-- Opening Marker --

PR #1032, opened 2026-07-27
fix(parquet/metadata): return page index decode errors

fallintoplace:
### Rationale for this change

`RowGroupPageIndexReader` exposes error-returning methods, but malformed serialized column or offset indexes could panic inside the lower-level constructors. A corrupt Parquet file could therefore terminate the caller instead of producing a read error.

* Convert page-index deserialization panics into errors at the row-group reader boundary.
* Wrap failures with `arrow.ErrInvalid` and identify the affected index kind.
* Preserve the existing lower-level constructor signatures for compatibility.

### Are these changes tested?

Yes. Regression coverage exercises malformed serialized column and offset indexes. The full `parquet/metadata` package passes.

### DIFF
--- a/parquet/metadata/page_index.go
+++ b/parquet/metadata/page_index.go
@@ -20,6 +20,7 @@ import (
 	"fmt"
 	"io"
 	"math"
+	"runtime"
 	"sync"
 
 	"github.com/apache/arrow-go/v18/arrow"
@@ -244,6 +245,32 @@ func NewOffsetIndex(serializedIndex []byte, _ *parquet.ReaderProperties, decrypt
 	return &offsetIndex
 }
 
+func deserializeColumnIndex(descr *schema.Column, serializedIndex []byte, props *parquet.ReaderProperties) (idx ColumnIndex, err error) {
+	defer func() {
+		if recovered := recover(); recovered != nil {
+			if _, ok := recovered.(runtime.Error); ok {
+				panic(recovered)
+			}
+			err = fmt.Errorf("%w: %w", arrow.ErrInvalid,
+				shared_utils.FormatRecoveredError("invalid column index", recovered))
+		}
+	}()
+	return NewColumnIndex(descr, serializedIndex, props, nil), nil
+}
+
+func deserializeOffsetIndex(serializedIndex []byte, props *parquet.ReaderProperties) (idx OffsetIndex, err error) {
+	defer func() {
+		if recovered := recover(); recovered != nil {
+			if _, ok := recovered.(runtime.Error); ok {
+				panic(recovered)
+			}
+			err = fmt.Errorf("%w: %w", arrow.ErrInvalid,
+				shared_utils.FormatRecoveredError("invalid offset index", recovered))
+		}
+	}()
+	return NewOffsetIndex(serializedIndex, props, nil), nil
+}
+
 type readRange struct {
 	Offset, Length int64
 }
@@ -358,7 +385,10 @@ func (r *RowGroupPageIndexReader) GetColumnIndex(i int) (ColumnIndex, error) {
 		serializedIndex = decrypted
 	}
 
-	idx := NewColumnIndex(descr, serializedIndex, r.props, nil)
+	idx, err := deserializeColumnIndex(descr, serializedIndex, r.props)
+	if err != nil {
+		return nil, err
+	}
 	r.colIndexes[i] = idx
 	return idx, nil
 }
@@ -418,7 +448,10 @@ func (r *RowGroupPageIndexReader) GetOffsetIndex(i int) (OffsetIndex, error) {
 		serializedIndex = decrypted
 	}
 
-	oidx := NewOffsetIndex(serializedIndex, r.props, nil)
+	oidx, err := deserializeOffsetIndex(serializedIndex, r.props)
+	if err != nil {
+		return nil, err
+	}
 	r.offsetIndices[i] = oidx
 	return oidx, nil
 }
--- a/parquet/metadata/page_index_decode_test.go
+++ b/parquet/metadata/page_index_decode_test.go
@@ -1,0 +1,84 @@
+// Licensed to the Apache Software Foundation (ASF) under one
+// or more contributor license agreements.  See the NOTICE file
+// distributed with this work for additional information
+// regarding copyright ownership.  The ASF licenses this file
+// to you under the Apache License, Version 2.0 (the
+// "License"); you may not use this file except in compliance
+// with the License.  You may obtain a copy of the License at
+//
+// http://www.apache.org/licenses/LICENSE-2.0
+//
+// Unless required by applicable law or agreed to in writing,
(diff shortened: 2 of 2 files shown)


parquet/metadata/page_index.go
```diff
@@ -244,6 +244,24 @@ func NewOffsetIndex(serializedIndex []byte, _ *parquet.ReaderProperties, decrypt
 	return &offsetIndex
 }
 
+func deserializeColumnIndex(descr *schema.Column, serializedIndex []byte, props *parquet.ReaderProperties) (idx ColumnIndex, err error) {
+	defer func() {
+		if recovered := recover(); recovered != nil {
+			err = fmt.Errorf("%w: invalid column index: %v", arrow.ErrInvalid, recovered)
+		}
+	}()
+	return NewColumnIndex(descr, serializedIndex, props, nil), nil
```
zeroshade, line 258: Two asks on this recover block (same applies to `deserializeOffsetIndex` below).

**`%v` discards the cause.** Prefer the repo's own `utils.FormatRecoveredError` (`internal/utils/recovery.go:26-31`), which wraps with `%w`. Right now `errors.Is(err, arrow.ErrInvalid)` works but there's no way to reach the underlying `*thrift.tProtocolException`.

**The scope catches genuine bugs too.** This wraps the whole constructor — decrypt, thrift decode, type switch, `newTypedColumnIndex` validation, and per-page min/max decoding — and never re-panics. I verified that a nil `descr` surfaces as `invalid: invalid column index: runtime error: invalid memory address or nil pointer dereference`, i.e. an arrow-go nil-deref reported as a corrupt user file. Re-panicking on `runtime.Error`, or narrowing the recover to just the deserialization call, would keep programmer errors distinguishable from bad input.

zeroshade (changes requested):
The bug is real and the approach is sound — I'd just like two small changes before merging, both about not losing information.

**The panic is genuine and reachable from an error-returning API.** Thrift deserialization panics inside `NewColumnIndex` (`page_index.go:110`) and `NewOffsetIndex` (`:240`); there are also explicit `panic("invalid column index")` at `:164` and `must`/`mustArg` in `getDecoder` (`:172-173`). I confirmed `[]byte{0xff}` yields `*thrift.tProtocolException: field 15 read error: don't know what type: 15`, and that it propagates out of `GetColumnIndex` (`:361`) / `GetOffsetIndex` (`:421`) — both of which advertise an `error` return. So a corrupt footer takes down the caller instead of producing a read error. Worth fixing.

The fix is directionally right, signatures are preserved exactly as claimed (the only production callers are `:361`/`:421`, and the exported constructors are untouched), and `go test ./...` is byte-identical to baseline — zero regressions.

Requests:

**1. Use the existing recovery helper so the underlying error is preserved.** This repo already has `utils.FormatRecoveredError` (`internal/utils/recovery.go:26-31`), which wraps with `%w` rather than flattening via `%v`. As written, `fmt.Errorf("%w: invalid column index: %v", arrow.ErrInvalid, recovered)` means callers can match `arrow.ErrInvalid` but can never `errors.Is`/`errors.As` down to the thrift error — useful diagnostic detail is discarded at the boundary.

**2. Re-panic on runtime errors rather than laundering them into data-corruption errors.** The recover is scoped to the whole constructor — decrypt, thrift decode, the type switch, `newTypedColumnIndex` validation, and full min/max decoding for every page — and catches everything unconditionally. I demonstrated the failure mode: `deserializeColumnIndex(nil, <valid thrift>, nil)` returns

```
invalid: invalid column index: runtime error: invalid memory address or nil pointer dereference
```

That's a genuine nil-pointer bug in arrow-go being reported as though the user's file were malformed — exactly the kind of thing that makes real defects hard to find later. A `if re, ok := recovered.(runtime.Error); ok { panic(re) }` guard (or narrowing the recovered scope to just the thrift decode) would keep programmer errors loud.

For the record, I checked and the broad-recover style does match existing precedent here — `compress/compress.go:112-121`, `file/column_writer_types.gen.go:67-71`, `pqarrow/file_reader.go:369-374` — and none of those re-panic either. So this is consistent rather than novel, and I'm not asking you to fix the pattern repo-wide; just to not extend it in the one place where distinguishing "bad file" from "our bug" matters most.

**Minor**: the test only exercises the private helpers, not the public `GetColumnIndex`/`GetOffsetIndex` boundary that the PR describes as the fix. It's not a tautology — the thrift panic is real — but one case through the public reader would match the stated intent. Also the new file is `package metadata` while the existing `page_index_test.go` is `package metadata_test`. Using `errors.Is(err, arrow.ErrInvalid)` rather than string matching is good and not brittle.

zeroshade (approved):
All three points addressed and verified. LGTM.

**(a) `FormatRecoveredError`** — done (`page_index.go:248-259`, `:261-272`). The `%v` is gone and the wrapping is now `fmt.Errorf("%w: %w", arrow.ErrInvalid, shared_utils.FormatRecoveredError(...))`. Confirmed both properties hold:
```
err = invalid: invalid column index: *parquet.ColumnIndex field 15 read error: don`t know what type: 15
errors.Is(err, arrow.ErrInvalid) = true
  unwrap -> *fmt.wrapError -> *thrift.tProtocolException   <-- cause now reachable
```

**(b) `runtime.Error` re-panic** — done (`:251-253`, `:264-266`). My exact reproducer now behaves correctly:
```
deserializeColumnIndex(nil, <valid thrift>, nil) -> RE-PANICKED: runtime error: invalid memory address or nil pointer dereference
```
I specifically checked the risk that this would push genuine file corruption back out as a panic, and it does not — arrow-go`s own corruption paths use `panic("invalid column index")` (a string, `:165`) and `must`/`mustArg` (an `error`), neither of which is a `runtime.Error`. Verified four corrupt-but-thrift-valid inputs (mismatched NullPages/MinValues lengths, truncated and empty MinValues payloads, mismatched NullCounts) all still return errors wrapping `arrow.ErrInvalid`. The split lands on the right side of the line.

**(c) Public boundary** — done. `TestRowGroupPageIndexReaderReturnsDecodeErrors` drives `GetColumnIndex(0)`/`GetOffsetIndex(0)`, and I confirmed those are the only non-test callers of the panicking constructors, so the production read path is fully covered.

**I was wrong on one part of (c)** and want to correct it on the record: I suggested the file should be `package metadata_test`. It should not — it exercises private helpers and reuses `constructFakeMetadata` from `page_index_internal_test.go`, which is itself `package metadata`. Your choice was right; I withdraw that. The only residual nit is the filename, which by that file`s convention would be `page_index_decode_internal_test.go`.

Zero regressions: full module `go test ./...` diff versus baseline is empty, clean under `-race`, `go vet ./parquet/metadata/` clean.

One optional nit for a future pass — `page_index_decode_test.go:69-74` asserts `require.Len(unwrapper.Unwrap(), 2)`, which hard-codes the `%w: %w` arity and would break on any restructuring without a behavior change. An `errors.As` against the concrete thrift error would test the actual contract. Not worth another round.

-- Closing Marker --
-- Opening Marker --

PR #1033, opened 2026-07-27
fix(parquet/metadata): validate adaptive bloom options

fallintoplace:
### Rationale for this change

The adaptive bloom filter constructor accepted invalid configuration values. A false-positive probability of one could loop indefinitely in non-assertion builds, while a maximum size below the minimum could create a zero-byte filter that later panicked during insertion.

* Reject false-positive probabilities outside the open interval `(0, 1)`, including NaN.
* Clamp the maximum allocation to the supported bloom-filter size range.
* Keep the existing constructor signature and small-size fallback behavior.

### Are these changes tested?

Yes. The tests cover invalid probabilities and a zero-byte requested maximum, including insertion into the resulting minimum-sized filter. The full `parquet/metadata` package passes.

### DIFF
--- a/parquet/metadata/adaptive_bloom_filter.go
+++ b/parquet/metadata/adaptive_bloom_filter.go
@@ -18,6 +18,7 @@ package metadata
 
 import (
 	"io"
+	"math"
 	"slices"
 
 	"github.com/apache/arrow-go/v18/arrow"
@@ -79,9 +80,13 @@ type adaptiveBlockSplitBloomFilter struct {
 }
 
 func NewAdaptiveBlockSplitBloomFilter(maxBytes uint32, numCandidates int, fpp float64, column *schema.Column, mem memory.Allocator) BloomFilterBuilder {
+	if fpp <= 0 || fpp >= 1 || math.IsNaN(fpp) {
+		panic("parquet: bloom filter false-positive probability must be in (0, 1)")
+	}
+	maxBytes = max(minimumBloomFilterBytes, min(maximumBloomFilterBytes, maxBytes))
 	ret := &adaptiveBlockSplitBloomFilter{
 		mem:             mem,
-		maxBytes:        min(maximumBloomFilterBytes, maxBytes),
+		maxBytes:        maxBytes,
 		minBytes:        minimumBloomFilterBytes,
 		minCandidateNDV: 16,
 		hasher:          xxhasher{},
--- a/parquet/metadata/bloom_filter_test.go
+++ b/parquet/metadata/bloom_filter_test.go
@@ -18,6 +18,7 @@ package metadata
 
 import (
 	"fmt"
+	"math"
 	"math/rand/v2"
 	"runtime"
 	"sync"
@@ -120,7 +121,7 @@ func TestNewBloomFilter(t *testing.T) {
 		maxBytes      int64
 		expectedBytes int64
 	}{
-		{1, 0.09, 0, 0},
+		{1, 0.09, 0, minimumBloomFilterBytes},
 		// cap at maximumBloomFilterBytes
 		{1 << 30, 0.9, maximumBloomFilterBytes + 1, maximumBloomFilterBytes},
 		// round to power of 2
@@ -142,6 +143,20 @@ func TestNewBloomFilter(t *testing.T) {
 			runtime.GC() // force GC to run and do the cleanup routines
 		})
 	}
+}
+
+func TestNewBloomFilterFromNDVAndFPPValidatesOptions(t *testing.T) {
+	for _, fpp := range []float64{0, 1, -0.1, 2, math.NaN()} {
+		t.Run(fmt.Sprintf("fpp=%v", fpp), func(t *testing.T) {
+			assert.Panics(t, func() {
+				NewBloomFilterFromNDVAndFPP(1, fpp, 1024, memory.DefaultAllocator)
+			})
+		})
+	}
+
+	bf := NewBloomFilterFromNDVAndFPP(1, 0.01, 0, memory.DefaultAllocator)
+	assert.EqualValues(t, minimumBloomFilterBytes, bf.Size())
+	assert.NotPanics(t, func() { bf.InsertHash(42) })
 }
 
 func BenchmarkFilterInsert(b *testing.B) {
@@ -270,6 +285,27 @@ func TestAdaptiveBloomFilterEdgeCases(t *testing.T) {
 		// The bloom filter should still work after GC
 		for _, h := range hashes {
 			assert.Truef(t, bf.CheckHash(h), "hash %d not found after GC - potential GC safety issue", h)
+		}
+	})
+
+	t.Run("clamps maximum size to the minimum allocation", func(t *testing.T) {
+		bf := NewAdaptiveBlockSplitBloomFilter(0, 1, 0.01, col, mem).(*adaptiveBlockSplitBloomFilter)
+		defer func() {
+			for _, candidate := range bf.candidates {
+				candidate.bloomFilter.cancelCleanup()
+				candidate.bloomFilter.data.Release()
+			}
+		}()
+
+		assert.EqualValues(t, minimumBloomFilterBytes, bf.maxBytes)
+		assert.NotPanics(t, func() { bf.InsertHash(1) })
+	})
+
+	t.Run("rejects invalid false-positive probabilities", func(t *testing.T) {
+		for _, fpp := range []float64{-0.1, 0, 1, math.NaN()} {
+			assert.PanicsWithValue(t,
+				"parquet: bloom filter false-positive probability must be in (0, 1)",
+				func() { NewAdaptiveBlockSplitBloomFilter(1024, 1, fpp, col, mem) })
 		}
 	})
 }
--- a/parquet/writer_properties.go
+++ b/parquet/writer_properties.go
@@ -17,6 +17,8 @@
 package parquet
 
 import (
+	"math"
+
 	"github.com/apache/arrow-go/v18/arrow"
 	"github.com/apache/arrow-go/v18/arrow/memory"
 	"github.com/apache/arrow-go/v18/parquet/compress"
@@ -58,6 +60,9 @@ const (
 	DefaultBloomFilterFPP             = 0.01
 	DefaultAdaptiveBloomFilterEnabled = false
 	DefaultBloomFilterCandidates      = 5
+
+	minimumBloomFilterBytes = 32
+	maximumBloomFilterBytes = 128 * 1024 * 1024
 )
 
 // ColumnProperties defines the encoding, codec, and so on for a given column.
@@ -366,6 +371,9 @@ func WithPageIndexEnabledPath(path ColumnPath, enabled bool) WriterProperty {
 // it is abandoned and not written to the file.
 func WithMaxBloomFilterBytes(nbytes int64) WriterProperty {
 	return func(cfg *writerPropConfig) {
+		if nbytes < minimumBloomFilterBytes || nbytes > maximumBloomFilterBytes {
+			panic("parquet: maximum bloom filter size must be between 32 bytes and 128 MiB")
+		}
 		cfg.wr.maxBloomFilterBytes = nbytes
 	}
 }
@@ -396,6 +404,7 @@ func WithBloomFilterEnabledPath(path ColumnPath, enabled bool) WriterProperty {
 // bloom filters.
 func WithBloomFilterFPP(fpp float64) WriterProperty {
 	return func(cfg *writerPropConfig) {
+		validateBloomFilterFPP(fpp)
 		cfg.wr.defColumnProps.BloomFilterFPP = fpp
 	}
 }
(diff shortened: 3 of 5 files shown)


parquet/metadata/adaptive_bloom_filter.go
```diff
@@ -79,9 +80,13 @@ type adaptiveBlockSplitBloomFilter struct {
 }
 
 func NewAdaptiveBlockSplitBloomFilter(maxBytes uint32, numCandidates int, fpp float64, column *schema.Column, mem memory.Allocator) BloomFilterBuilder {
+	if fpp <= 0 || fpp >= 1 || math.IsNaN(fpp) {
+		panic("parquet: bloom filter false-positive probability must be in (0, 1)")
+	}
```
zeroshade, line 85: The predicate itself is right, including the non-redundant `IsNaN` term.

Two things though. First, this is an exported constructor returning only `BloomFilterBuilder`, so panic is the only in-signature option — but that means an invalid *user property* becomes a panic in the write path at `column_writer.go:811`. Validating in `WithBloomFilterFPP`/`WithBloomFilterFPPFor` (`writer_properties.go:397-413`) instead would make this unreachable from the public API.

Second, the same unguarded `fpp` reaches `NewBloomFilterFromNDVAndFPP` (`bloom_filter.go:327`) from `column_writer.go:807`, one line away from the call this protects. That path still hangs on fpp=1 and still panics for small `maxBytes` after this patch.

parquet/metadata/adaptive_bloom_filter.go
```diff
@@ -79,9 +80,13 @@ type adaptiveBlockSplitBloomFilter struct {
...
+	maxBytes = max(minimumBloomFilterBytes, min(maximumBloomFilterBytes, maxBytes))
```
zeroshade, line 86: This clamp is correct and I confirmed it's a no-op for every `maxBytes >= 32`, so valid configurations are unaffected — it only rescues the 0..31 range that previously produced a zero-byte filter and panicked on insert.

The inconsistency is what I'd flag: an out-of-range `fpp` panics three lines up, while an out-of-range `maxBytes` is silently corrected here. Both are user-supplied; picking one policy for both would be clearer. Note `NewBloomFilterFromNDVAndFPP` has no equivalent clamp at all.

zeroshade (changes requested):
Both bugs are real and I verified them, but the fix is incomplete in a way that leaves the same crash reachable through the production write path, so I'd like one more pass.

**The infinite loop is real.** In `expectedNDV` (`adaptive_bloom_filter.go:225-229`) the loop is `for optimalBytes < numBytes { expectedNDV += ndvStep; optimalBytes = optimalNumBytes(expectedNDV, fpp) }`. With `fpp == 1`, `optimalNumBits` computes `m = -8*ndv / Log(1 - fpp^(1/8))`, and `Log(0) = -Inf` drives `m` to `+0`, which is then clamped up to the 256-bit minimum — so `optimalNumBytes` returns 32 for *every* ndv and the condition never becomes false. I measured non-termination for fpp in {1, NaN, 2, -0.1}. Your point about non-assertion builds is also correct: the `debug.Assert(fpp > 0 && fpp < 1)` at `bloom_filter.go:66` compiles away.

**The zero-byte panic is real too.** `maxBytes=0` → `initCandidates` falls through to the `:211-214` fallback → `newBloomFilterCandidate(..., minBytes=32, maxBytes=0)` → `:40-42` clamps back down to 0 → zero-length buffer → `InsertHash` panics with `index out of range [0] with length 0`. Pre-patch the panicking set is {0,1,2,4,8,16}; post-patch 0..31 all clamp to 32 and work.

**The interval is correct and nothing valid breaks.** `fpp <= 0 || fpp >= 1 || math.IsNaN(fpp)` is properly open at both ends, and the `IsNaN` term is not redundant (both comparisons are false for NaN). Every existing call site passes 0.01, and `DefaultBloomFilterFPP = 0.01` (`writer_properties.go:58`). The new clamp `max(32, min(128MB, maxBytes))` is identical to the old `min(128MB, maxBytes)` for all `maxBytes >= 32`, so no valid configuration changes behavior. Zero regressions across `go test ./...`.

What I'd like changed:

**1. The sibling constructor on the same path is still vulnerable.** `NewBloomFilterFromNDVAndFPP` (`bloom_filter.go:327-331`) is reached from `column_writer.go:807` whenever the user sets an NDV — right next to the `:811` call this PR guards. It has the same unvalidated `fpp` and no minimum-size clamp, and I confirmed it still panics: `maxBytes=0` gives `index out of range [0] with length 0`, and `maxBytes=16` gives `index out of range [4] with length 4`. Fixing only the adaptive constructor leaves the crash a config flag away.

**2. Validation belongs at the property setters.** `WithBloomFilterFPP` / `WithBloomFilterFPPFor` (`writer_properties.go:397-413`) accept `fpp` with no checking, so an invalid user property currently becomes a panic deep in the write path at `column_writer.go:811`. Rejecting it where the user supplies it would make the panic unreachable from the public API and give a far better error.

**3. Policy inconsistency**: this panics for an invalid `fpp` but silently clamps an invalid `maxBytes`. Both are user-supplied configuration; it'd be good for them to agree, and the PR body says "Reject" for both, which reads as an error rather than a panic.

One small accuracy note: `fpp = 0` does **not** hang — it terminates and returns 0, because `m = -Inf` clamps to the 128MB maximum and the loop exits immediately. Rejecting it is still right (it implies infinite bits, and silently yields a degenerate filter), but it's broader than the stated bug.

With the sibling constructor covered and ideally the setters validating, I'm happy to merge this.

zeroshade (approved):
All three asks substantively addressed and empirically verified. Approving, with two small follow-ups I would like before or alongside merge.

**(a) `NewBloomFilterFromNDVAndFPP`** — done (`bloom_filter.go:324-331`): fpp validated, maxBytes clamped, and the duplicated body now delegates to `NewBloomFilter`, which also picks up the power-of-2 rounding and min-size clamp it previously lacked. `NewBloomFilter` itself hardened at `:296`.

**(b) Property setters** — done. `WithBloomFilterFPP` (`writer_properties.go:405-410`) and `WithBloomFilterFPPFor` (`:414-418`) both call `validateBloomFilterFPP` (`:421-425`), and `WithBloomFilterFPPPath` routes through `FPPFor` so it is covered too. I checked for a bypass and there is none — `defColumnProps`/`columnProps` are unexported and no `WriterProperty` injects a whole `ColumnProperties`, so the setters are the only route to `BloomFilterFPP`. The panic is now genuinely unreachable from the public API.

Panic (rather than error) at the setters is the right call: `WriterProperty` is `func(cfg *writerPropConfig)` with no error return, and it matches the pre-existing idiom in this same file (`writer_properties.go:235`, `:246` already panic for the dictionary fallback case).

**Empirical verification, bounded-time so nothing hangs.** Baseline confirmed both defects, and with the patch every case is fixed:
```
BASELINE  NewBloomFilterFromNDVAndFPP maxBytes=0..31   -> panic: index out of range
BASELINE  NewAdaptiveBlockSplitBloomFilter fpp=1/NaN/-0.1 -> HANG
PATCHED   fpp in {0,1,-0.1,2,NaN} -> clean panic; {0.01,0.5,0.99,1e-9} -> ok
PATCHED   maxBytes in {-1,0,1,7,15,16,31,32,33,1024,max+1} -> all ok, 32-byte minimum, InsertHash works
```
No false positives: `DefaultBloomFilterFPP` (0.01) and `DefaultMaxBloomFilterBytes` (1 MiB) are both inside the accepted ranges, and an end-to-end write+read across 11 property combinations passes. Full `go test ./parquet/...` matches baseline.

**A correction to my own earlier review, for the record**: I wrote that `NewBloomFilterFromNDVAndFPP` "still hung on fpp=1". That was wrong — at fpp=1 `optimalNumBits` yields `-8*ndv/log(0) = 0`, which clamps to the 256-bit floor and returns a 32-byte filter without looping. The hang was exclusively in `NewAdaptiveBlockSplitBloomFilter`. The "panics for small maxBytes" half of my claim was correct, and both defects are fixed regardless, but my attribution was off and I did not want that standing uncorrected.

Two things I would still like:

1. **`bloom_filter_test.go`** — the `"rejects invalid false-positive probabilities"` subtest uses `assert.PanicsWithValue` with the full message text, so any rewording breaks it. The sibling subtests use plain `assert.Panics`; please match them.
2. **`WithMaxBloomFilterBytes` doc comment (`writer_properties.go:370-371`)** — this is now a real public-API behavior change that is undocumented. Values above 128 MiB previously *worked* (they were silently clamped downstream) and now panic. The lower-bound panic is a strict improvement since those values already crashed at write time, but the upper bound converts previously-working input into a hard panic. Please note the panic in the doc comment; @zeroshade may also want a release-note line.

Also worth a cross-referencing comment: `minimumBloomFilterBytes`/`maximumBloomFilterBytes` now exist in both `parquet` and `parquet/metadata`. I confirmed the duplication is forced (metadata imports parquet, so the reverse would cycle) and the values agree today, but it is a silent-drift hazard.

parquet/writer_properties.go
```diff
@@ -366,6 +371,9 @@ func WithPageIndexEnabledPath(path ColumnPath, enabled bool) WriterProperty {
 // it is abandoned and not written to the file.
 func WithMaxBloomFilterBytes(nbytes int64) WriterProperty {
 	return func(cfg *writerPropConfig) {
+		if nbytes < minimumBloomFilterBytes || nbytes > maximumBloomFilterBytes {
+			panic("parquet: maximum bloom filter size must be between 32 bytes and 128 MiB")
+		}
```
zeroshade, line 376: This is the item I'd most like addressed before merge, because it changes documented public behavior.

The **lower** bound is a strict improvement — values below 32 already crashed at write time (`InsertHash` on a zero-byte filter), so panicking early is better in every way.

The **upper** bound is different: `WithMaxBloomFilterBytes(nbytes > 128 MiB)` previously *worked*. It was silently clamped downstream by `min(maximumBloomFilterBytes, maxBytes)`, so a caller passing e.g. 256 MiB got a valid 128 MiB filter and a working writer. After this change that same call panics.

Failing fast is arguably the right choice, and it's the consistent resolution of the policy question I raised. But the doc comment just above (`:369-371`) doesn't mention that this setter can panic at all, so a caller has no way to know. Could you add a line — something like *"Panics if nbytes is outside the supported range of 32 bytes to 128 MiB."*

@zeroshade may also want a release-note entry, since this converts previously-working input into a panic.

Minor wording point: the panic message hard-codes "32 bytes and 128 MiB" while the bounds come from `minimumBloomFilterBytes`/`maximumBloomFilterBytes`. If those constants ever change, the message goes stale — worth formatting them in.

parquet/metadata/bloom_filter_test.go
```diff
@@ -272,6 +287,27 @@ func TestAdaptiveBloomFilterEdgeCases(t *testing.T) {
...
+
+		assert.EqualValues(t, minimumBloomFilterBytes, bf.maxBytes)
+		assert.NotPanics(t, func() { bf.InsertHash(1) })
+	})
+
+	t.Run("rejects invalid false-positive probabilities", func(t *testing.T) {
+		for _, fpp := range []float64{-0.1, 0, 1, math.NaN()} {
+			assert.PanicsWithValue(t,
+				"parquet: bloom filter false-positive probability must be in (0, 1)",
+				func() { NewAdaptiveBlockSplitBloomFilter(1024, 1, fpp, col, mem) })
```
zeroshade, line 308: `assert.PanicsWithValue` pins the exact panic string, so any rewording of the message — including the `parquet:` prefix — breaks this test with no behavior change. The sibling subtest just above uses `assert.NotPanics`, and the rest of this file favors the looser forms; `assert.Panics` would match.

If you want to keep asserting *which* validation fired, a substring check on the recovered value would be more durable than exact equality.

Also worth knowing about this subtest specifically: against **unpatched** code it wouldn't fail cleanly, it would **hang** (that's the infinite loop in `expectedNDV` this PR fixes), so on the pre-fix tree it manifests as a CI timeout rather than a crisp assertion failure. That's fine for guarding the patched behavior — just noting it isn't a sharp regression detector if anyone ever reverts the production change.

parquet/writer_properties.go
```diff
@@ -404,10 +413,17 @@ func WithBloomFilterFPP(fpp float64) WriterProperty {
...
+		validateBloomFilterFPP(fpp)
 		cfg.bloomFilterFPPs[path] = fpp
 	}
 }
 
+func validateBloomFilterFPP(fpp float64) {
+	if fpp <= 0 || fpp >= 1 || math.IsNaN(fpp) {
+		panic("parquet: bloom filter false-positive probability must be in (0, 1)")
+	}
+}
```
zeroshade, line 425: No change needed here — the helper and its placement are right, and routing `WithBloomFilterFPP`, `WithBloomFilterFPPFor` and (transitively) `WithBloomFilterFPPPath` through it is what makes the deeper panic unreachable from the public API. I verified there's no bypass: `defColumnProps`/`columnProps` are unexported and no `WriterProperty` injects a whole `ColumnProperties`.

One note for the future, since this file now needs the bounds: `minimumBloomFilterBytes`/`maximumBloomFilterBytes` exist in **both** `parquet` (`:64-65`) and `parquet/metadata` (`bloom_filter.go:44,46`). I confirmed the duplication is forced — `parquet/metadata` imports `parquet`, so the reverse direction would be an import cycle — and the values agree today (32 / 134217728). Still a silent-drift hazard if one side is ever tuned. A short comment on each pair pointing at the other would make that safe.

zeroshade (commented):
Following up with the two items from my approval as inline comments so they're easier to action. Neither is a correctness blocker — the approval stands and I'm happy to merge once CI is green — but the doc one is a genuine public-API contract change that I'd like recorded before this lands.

-- Closing Marker --

→ **PROBLEM STATEMENT**:
Among the lines of the listing above, which ones hold "future"? Copy them.

→ **EXERCISE ANSWER**:
One optional nit for a future pass — `page_index_decode_test.go:69-74` asserts `require.Len(unwrapper.Unwrap(), 2)`, which hard-codes the `%w: %w` arity and would break on any restructuring without a behavior change. An `errors.As` against the concrete thrift error would test the actual contract. Not worth another round.
One note for the future, since this file now needs the bounds: `minimumBloomFilterBytes`/`maximumBloomFilterBytes` exist in **both** `parquet` (`:64-65`) and `parquet/metadata` (`bloom_filter.go:44,46`). I confirmed the duplication is forced — `parquet/metadata` imports `parquet`, so the reverse direction would be an import cycle — and the values agree today (32 / 134217728). Still a silent-drift hazard if one side is ever tuned. A short comment on each pair pointing at the other would make that safe.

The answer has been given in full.